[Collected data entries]
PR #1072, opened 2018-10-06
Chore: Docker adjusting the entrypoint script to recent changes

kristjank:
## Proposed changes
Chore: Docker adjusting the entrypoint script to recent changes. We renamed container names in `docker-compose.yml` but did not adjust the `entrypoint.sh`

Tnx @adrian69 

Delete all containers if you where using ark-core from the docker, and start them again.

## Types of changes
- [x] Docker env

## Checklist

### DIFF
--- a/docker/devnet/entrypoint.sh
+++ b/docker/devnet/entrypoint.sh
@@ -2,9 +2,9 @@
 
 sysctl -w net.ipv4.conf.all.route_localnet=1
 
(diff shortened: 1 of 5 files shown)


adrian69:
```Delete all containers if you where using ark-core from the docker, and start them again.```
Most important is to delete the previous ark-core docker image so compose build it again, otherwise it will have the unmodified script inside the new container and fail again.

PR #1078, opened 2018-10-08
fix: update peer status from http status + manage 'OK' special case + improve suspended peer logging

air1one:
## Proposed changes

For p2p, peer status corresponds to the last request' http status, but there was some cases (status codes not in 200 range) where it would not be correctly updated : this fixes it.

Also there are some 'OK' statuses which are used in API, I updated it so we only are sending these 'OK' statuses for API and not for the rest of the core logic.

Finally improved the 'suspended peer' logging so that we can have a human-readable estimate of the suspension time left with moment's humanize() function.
--
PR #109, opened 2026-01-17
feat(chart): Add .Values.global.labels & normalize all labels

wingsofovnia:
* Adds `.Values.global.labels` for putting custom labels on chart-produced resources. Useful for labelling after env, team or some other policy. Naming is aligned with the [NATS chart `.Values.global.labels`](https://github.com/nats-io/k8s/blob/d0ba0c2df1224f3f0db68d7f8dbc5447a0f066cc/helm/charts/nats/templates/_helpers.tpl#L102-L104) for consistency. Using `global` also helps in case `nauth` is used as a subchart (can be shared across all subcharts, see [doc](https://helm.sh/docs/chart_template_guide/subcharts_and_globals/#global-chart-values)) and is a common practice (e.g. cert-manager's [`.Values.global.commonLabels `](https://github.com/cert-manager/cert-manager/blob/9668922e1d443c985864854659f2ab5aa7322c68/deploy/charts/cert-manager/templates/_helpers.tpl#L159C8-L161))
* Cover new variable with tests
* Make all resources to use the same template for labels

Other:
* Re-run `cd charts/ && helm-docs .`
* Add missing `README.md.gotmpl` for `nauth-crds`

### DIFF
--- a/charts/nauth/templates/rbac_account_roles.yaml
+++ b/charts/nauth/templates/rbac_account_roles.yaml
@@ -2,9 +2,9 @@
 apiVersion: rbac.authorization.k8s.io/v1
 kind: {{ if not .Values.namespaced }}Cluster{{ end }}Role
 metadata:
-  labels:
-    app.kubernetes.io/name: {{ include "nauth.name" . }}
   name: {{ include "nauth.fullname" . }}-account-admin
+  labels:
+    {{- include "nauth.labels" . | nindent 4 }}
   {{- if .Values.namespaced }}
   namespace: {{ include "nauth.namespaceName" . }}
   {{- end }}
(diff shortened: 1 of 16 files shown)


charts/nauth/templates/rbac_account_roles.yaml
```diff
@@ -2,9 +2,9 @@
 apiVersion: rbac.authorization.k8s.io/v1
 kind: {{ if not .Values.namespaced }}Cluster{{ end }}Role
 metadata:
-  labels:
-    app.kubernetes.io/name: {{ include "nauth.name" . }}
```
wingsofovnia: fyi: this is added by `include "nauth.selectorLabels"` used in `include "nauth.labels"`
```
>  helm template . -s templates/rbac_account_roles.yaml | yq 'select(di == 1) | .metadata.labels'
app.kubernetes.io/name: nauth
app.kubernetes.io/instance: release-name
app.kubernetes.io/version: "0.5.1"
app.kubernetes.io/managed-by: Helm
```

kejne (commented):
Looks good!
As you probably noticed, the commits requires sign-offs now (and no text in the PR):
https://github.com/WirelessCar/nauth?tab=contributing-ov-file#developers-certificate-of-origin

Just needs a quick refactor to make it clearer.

■ Directions for this task
Taking the entries above, print exactly the lines starting at the line with "PR #1072, opened 2018-10-06" and ending at the line with "Tnx @adrian69", both included.

■ Answer to this exercise
PR #1072, opened 2018-10-06
Chore: Docker adjusting the entrypoint script to recent changes

kristjank:
## Proposed changes
Chore: Docker adjusting the entrypoint script to recent changes. We renamed container names in `docker-compose.yml` but did not adjust the `entrypoint.sh`

Tnx @adrian69 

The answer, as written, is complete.